- _PROBLEM REQUIREMENTS_
Filter the entries below, keeping only lines with the word "InsertSelectNested".

- _TASK MATERIAL_
------------------------

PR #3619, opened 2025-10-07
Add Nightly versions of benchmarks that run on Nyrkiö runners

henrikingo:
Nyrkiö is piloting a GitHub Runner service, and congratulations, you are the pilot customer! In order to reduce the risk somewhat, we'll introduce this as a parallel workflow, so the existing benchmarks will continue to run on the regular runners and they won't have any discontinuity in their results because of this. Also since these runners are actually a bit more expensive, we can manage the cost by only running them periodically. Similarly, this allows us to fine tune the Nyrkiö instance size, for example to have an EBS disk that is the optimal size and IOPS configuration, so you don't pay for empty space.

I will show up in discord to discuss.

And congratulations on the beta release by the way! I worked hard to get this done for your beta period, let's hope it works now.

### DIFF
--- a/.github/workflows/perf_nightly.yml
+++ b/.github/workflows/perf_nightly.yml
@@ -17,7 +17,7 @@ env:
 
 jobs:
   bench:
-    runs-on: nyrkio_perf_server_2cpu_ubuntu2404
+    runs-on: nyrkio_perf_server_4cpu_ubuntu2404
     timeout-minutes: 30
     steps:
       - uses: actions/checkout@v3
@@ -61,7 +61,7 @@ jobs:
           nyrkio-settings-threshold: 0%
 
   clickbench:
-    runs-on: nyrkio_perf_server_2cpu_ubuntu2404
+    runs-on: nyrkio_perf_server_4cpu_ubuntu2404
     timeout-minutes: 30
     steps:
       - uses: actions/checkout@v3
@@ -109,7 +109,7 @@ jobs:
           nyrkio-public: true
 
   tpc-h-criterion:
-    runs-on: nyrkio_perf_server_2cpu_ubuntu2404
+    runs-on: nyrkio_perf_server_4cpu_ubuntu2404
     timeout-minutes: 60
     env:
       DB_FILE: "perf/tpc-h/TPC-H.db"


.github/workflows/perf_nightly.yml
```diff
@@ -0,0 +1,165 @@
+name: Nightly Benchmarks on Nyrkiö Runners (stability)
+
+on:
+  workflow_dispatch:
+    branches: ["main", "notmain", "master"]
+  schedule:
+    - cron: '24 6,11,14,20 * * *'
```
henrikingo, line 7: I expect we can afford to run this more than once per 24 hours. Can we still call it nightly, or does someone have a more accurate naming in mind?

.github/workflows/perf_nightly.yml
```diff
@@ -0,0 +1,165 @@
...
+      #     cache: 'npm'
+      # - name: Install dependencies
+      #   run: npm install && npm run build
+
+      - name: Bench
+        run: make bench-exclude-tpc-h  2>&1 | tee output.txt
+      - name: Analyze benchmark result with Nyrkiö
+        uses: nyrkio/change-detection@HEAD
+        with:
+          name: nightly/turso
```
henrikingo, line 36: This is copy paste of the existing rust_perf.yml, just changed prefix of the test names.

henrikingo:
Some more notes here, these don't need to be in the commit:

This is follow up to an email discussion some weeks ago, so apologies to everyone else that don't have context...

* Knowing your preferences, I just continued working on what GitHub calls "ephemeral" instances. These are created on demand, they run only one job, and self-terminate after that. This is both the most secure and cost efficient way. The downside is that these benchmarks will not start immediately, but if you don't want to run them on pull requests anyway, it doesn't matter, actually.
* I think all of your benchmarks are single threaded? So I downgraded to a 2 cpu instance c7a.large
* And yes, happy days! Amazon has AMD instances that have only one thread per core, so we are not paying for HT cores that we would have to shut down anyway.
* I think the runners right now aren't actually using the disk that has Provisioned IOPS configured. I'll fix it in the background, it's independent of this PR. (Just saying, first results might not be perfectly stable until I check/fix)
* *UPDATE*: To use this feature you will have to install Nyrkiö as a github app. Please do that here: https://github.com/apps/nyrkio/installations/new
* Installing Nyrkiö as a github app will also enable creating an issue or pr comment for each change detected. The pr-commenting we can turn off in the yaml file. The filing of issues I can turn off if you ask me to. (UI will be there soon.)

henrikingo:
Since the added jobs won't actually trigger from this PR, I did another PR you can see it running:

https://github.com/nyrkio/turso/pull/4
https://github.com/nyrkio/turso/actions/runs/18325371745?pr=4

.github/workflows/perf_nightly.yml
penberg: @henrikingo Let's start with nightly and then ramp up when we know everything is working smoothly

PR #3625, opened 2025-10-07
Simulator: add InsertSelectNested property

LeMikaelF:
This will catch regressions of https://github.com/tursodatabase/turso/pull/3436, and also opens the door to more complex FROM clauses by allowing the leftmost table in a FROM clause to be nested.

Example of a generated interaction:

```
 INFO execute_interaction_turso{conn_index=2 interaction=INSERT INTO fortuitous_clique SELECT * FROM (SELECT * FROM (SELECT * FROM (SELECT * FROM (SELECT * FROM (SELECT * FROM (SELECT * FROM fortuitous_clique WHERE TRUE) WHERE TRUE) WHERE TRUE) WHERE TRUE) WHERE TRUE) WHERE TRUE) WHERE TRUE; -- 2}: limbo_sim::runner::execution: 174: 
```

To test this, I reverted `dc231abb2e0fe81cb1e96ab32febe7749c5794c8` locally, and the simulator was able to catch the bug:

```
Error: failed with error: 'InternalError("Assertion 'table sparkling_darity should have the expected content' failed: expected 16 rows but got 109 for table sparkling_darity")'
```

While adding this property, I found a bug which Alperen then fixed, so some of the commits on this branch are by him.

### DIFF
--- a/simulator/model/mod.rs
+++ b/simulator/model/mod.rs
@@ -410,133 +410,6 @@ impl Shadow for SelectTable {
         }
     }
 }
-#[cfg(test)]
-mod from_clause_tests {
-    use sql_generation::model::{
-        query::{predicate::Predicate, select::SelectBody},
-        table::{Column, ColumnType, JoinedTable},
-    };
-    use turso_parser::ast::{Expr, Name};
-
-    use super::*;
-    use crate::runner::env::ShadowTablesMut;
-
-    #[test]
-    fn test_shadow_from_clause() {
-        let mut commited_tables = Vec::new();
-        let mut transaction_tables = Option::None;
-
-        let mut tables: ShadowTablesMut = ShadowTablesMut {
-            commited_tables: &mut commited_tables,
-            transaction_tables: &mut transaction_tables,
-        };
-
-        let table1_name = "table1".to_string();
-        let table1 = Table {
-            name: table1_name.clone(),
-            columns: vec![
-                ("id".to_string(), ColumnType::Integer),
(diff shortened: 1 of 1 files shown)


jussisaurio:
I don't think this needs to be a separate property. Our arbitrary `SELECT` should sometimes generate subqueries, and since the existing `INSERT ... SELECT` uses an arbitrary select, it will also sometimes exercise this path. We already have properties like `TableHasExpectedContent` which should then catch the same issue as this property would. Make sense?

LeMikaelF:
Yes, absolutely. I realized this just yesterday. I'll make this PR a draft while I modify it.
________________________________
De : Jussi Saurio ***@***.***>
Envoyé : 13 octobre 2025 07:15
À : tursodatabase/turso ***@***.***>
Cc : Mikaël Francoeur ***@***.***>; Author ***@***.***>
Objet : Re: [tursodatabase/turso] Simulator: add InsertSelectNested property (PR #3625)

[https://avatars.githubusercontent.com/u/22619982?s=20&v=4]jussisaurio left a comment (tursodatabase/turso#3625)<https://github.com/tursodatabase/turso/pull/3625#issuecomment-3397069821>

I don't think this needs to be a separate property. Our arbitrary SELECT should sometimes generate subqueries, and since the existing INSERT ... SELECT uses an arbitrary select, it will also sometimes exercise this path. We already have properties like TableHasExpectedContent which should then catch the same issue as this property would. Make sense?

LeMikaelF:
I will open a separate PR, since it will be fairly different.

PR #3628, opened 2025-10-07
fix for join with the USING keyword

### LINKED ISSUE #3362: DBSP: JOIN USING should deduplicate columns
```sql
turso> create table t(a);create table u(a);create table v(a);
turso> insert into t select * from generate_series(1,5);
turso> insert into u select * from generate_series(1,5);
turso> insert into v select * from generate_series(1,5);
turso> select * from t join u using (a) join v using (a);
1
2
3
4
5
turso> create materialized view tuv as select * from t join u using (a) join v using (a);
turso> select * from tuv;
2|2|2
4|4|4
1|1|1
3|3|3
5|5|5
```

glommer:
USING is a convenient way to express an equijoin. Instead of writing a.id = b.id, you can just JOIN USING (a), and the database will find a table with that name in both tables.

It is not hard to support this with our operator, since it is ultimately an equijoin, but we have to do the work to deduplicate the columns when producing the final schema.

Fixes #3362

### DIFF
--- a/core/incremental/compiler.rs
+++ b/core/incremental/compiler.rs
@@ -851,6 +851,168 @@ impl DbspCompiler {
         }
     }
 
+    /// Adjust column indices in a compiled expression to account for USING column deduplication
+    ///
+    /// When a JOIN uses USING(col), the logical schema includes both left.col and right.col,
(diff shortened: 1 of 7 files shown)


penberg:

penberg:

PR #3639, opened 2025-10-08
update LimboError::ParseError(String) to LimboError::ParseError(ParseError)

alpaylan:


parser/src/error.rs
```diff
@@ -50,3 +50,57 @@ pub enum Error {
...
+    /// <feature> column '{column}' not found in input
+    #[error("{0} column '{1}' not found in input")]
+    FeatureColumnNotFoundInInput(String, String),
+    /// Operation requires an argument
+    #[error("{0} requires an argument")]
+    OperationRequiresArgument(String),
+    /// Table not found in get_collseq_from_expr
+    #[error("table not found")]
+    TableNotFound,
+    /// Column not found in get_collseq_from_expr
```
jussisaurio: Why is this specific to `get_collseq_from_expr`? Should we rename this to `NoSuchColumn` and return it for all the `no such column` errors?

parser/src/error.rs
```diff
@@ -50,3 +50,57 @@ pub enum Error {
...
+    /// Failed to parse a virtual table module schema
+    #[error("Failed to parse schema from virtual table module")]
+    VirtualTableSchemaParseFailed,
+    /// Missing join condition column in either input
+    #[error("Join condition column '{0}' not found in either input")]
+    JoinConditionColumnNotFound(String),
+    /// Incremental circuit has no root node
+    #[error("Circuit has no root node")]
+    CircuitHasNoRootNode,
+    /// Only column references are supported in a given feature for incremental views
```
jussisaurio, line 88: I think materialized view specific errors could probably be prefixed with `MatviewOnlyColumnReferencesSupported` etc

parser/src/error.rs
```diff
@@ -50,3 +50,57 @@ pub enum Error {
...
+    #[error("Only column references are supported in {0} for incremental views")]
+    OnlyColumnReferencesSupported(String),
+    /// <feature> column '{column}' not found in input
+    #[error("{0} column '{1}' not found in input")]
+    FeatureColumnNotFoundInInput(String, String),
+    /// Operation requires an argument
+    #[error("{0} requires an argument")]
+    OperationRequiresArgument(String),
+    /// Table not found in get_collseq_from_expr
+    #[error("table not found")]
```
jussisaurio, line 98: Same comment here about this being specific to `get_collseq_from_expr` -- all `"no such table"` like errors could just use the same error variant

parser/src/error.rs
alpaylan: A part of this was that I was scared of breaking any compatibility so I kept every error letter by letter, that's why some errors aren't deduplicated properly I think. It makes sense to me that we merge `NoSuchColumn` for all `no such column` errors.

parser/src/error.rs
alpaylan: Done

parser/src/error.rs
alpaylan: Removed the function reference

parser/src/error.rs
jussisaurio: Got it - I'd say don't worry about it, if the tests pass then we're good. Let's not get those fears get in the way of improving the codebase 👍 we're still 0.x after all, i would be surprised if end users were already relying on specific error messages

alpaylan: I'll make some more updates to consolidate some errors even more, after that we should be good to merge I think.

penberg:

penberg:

------------------------

- _COMPLETED EXERCISE_
Simulator: add InsertSelectNested property
Objet : Re: [tursodatabase/turso] Simulator: add InsertSelectNested property (PR #3625)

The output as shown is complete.